[[ Supplied information open ]]
PR #769, opened 2015-10-14
Fix to avoid throwing errors on aborted requests

gjurgens:
I'm downloading large sets of json files using superagent from a slow server. In some cases, I need to abort the request using `.abort()` method.
When the json is in the middle of the transfer, I get a syntax error when superagent tries to parse the partially transfered json string. 
I think that on aborted requests, the parser shouldn't throw any error.

Thanks for the good work, and let me know if I can help fixing this.

### DIFF
--- a/lib/node/index.js
+++ b/lib/node/index.js
@@ -952,7 +952,7 @@ Request.prototype.end = function(fn){
     if (parse) {
       try {
         parse(res, function(err, obj){
-          if (err) self.callback(err);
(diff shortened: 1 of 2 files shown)


focusaurus:
LGTM. Recommend merge. Semver patch vs minor is debatable but I guess the conservative path would be to consider this a semver minor change.

ChrisCinelli:
+1

Issue #516, opened 2014-12-20
Add progress event on node


mauricesvay:
The `progress` is only triggered on the browser version of the lib. It would be nice to have it on the node side too.

olalonde:
+1. Has this been implemented yet?

olalonde:
I started implementing this but got stuck here because writable streams don't have a 'data' event:

```javascript
  // See http://dev.w3.org/2006/webapi/progress/Progress.html
  req.on('data', function () {
    var length = req.getHeader('Content-Length');
    var lengthComputable = !!length;
    var loaded = 0;
    var total = lengthComputable ? length : 0;
    return function (data) {
      loaded += data.length;
      self.emit('progress', {
        lengthComputable: lengthComputable,
        loaded: loaded,
        total: total
      });
    };
  }());
```

I tried googling around but couldn't find any helpful info on tracking upload progress with nodejs' http module.

olalonde:
Ok, so I implemented this on `form-data` uploads only (e.g. when using .attach() or .field()).

shishirx34:
This is exactly what I was looking for, @olalonde is there an ETA on when #771 PR would be merged?

pornel:
I have concerns about the PR in the current state, and I'm waiting for a response from @olalonde, but in general I agree that's a good thing to implement.

olalonde:
PR merged though it would still be nice to have 

1) progress events on the incoming side (when downloading). (and a way to distinguish them)

2) currently, the progress event only works when using the `attach()` or `field()` APIs (anything that uses form data). It would be nice to also have it on regular requests or requests that are piped to from a readable stream.

pornel:
Agreed.

PR #771, opened 2015-10-20
Added 'progress' event on file/form upload in Node

olalonde:
See issue #516

### DIFF
--- a/lib/node/index.js
+++ b/lib/node/index.js
@@ -1014,7 +1014,24 @@ Request.prototype.end = function(fn){
         req.setHeader('Content-Length', length);
       }
 
-      formData.pipe(req);
+      var getProgressMonitor = function () {
+        var lengthComputable = true;
+        var total = req.getHeader('Content-Length');
+        var loaded = 0;
+
+        var progress = new Stream.Transform();
+        progress._transform = function (chunk, encoding, cb) {
+          loaded += chunk.length;
+          self.emit('progress', {
+            lengthComputable: lengthComputable,
+            loaded: loaded,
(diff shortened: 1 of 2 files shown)


olalonde:
Hmmm any feedback? Is this project still maintained?

focusaurus:
@olalonde see #785 for updates on transitions to new maintainers.

LGTM. Recommend merge and semver minor bump.

pornel:
How do you distinguish between upload and download progress? Won't it confuse existing code that posts something and then expects to track *download* progress?

I don't see `lengthComputable` changed anywhere. 

Are you certain Content-Length is always available?

olalonde:
> How do you distinguish between upload and download progress? Won't it confuse existing code that posts something and then expects to track download progress?

Curiously, the browser implementation doesn't seem to distinguish between upload/download: https://github.com/visionmedia/superagent/blob/master/lib/client.js#L974 

Maybe we should address this first?

> I don't see lengthComputable changed anywhere.

Yes it's not changed. I just put it there so that the event object somewhat resembles what browser progress events: http://dev.w3.org/2006/webapi/progress/Progress.html

AFAIK, Content-Length is always available when using form data. There is actually a [TODO](https://github.com/olalonde/superagent/blob/node-progress-event/lib/node/index.js#L1010) which explicitly states that "unknown length" uploads aren't supported yet.

pornel:
Great, thank you!

shishirx34:
This is great. Thank you for getting this merged in. @pornel, any idea when the next npm update will be available for these changes on superagent?

PR #789, opened 2015-11-24
Added Bower manifest

johnnyfreeman:
From the conversations I found in #315 and #387 (and a few other issues), it seems like you guys are ok with a minimal `bower.json` file, but no one has met your requirements for that yet.

I found the [current spec for bower.json](https://github.com/bower/spec/blob/master/json.md) from the Bower team. `name` is the only required field. `main` is useful for build scripts.

### DIFF
--- a/bower.json
+++ b/bower.json
@@ -1,0 +1,4 @@
+{
+  "name": "superagent",
+  "main": "lib/client.js"
+}


pornel:
I'm not a fan of bower, but if that's all that's needed for it then I don't mind. @focusaurus?

focusaurus:
Also not a fan of bower. I'm also not sure this will in fact work when installed via bower but I have no strong objections to merging this, especially if others in the community will shoulder the maintenance burden.

johnnyfreeman:
Out of curiosity, what do you use instead of Bower? I'm hearing this comment more and more and know there must be a reason even though it's worked well for me (so far).

focusaurus:
I vastly prefer npm for both node and browser development (with browserify). I resort to bower only when some library I need is bower-only and I can find no suitable alternative on npm, which is trending toward never on a steep trajectory.

pornel:
OK, let's give Bower a chance

PR #1383, opened 2018-05-30
Update dependency 'cookiejar' to version 2.1.2

danielmcq:
This fixes an issue seen sometimes when using superagent in node.js. The an error is thrown when an agent is used and the server send invalid `Set-Cookie` headers. The package [x-ray](https://github.com/matthewmueller/x-ray), which relies on [x-ray-crawler](https://github.com/lapwinglabs/x-ray-crawler), which relies on superagent, has an example of this problem seen here: https://github.com/matthewmueller/x-ray/issues/234.

### DIFF
--- a/package.json
+++ b/package.json
@@ -25,7 +25,7 @@
   },
   "dependencies": {
     "component-emitter": "^1.2.0",
-    "cookiejar": "^2.1.0",
+    "cookiejar": "^2.1.2",
     "debug": "^3.1.0",
     "extend": "^3.0.0",
     "form-data": "^2.3.2",


kornelski:
Just FYI this isn't necessary. You can run `npm update` to achieve the same effect.

danielmcq:
Thank you for approving and merging. I just wanted to make sure the dependency version was explicit because any projects using a *package-lock.json* or that use *yarn.lock* won't automatically get updated dependencies. This way with the next version of superagent any other project that updates to use that version will be certain that the fix done in the cookiejar project will be included.

Issue #980, opened 2016-04-29
HTTP/2 support


warrenseine:
AFAIK, `superagent` relies on the standard Node module HTTP/HTTPS, which, AFAIK again, is not HTTP/2-compatible. Therefore, performing HTTP/2 requests with `superagent` is not possible for now.

Technically, the [`node-http2`](https://github.com/molnarg/node-http2) module could be used to support HTTP/2 without rewriting the whole thing. Is this part of a roadmap? Could there be an alternative I didn't think of?

pornel:
It hasn't been on my radar.

With `request-base` we've done some work to make code more reusable between browser and node, so this approach could be used to write a node-http2-based version as well.

Alternatively, if you had a node module that has the same interface as the built in `require('https')` module, you could swap these.

harshu108:
```
describe('Ping related', function() {
              
//make connect related variables as false.
               before(function(){
                     mailchimpDS.connected = false;
                      mailchimpDS.connecting = false;
                    
//Stub connect method here
                     connect_stub = sinon.stub(mailchimpDS.connector,'connect',function(callback){
                            
                            var someFunc = function(){
                                   callback(null);
                            }
                            process.nextTick(someFunc);
                     })
                  });
//restore connect stub
                  after(function(){
                     connect_stub.restore();
                 });

                  
         it('should successfully test connection', function(done) {
//stub send request
              create_stub_ping = sinon.stub(mailchimpDS.connector, 'sendRequest', function(req, callback) {
                  var output = {
                      "statusCode": 200,
                      "account_id": "8ba087e5f225fdd80ade5e36c",
                      "account_name": "persistent",
                      "email": "sonia_targe@persistent.co.in",
                      "role": "owner"
                  };
                  return callback(null, output);
              });
              
              
              mailchimpDS.connector.ping(function(err, body) {        
                  if (err) {
                      expect(err).to.not.be.null;
                  } else {
                      expect(body).to.be.undefined;
                  }
                  create_stub_ping.restore();
                 
                  done();
              });  
//Call connect
              mailchimpDS.connect(function(err, res) {});
            
          });
)};
```

warrenseine:
Thanks for the feedback. I'll try that.

In case this worked by swapping the modules, would a PR adding a [protocol](https://github.com/visionmedia/superagent/blob/master/lib/node/index.js#L71) and a new dependency would be considered?

pornel:
A new dependency for node is OK.

[...]

PR #1399, opened 2018-07-31
Support http2.

sogaani:
Hi.

This PR enable http/2, if EXPOSE_HTTP2 env is true.

This PR still not support ALPN(as @kornelski mentioned in https://github.com/visionmedia/superagent/issues/980).
I'd prefer to add ALPN functionality after merging this PR and [express http/2 PR](https://github.com/expressjs/express/pull/3390).


kornelski:
Thank you! That's a very useful functionality.

kornelski:
Does `EXPOSE_HTTP2` affect ability to make HTTP/1 requests? Is Node going to fall back automatically? I wonder if we need to give more runtime control over this.

lib/node/http2wrapper.js
```diff
@@ -0,0 +1,186 @@
...
+  const sessionOptions = Object.assign({}, options);
+  if (options.socketPath) {
+    sessionOptions.socketPath = options.socketPath;
+    sessionOptions.createConnection = this.createUnixConnection.bind(this);
+  }
+
+  this._headers = {};
+
+  const session = http2.connect(`${protocol}://${host}:${port}`, sessionOptions);
+  this.setHeader('host', `${host}:${port}`)
```
kornelski: Is it necessary here? In normal implementation we allow `options.host` to be different than host header, because it's useful to do `request.get('http://[ip address]').host('example.com')` to force request to connect to a particular IP address.

lib/node/http2wrapper.js
```diff
@@ -0,0 +1,186 @@
...
+ * Inherit from `Stream` (which inherits from `EventEmitter`).
+ */
+util.inherits(Request, Stream);
+
+Request.prototype.createUnixConnection = function (authority, options) {
+  switch (this.protocol) {
+    case 'http':
+      return net.connect(options.socketPath);
+    case 'https':
+      options.ALPNProtocols = ['h2'];
```
kornelski: AFAIK browsers also send http/1 here. Do we support a fallback?

lib/node/http2wrapper.js
```diff
@@ -0,0 +1,186 @@
...
+  const keys = Object.keys(headers);
+  const http2Headers = {};
+  for (var i = 0; i < keys.length; i++) {
+    let key = keys[i];
+    let value = headers[key];
+    key = key.toLowerCase();
+    switch (key) {
+      case HTTP2_HEADER_HOST:
+        key = HTTP2_HEADER_AUTHORITY;
+        value = value.startsWith('http') ? parse(value).host : value;
```
kornelski: Why is such conditional parsing needed?

test/node/pipe.js
```diff
@@ -12,13 +17,19 @@ app.get("/", (req, res) => {
 });
 
 app.post("/", (req, res) => {
-  res.send(req.body);
+  if (process.env.EXPOSE_HTTP2){
+    res.set('content-type', 'application/json');
```
kornelski: Why is this needed?

test/node/unix-sockets.js
```diff
@@ -94,6 +105,7 @@ describe("[unix-sockets] https", () => {
         .get(`${base}/request/path`)
         .ca(cert)
         .end((err, res) => {
+          console.log(err);
```
kornelski: 👀

test/node/user-agent.js
```diff
@@ -6,7 +6,7 @@ const base = setup.uri;
 
 describe("req.get()", () => {
   it("should set a default user-agent", () =>
-    request.get(`${base}/ua`).then(res => {
+    request.put(`${base}/ua`).then(res => {
```
kornelski: Can you explain this change?

test/support/server.js
```diff
@@ -17,7 +42,15 @@ app.all('/url', (req, res) => {
 });
 
 app.all('/echo', (req, res) => {
-  res.writeHead(200, req.headers);
+  let headers = req.headers;
+  if(process.env.EXPOSE_HTTP2){
+    Object.keys(headers).forEach(function(name) {
+      if(isPseudoHeader(name)){
+        delete headers[name];
```
kornelski: Maybe this should translate the header to HTTP/1 header, or allow both in the test using it?

lib/node/http2wrapper.js
sogaani: Current implement does not support fall back. I can implement fallback, I plan to take fallback after this PR. Or Should I integrate  with this PR?

kornelski:
@focusaurus do you have a preferences how HTTP/1 vs 2 API should look like?

lib/node/http2wrapper.js
sogaani: This is add for compatibility with Http/1. HTTP2_HEADER_AUTHORITY(alternative Host in http/2) only support domain string, otherwise it raise error. However, I met Host header with schema(like Host: http://example.com) in some express tests.

test/node/pipe.js
sogaani: http/2 module have not full compatibility with http/1 module. http/2 imcommingHttpRequest does not have body property.

test/node/unix-sockets.js
sogaani: My misstake! I will fix 👍

test/node/user-agent.js
sogaani: http/2 client module cannot send body with head or get Method. But, it seems to not need here. I check this again later.

test/support/server.js
sogaani: HTTP/2 use some headers to control protocol(e.g. :method, :authority, :path ...) and it can not set by user. I just delete those headers here.

lib/node/http2wrapper.js
sogaani: I think current implementation supports `request.get('http://[ip address]').host('example.com')`. I will check later 👍 .

focusaurus:
Hmm. Am I interpreting the discussion correctly? So if a user sets `EXPOSE_HTTP2=true` they can only connect to http2 servers from that entire node process and connections to http/1 servers will fail? That sounds untenable. I think I'd prefer leaving HTTP/1 as the default and exposing an API to use http/2 on a per-request basis. For that I think the `.http2()` method name is a good API.

lib/node/http2wrapper.js
kornelski: So it would be better to improve the check, otherwise host like `httparchive.org` would be misparsed :)

```js
/^https?:\/\//.test(value)
```

sogaani:
@focusaurus Thank you for feedback!.
>  I think I'd prefer leaving HTTP/1 as the default and exposing an API to use http/2 on a per-request basis. For that I think the .http2() method name is a good API.

It is reasonable. I change this soon. 👍

test/node/user-agent.js
sogaani: I test locally and noticed that this change is not needed. I will revert this change.

lib/node/http2wrapper.js
sogaani: Still not send header here and we can change `Host` header by `set` method. I add test for this.

lib/node/http2wrapper.js
kornelski: I see. If there's no fallback, then that's OK.

sogaani:
I addressed review and change the API to exposing an HTTP/2 API.

Superagent can be enabled http2 by http2 field:

```js
    const request = require('superagent');
    request.http2 =true;
    request
      .get('http://example.com/search')
      .then(res => {

      });
```

A request can be enabled http2 by http2 method:

```js
    const request = require('superagent');
    request
      .get('http://example.com/search')
      .http2()
      .then(res => {

      });
```

sogaani:
ping @kornelski  @focusaurus

kornelski:
Thanks

focusaurus:
Awesome contribution @sogaani !

PR #1413, opened 2018-09-13
fix req.serialize in node

### LINKED ISSUE #1141: .serialize() is not working in node agent
```js
superagent.
  post('/').
  set('Content-Encoding', 'gzip').
  serialize(function (d) {return require('zlib').gzipSync(JSON.stringify(d))}).
  send({send: {me: 'gzipped'}}).
  end(function () {})
```
this sends invalid gzip (probably JSON stringified)

snoguchi:
`request.serialize(fn)` is not working in Node.  This patch uses user specified `_serializer` in case it exists.

Fixes #1141


kornelski:
Thanks!

PR #1426, opened 2018-10-20
Added missing semicolons

reviewher:
More generally, there seems to be no standard lint tool (ESLint, JSHint). They would have been able to pick up issues like these.


kornelski:
Thanks for the PR.

I agree it's better to have some consistent style, but such changes for sake of changes are just going to cause merge conflicts with other PRs.

PR #1438, opened 2018-11-25
Adding link to new cheerio plugin

mmmmmrob:
Simple plugin that adds cheerio to html responses, useful when testing server-side rendering with supertest.


kornelski:
Thanks

PR #1449, opened 2018-12-24
There is a bug in JSON parsing

DaggieBlanqx:
I am using a WordPress API module in NodeJS ( https://github.com/WP-API/node-wpapi )
When I make API requests ; it gets the json data , but causes an error .
When I open the stacktrace :

{ SyntaxError: Unexpected token ﻿ in JSON at position 0 at JSON.parse (<anonymous>) at IncomingMessage.res.on (C:\cde\fn\notification-stream\node_modules\superagent\lib\node\parsers\json.js:11:35) at IncomingMessage.emit (events.js:187:15) at endReadableNT (_stream_readable.js:1092:12) at process._tickCallback (internal/process/next_tick.js:63:19)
[[ Supplied information closed ]]
Your task
Filter the entries by the string "something" and copy each matching line.

Task output
How do you distinguish between upload and download progress? Won't it confuse existing code that posts something and then expects to track *download* progress?
> How do you distinguish between upload and download progress? Won't it confuse existing code that posts something and then expects to track download progress?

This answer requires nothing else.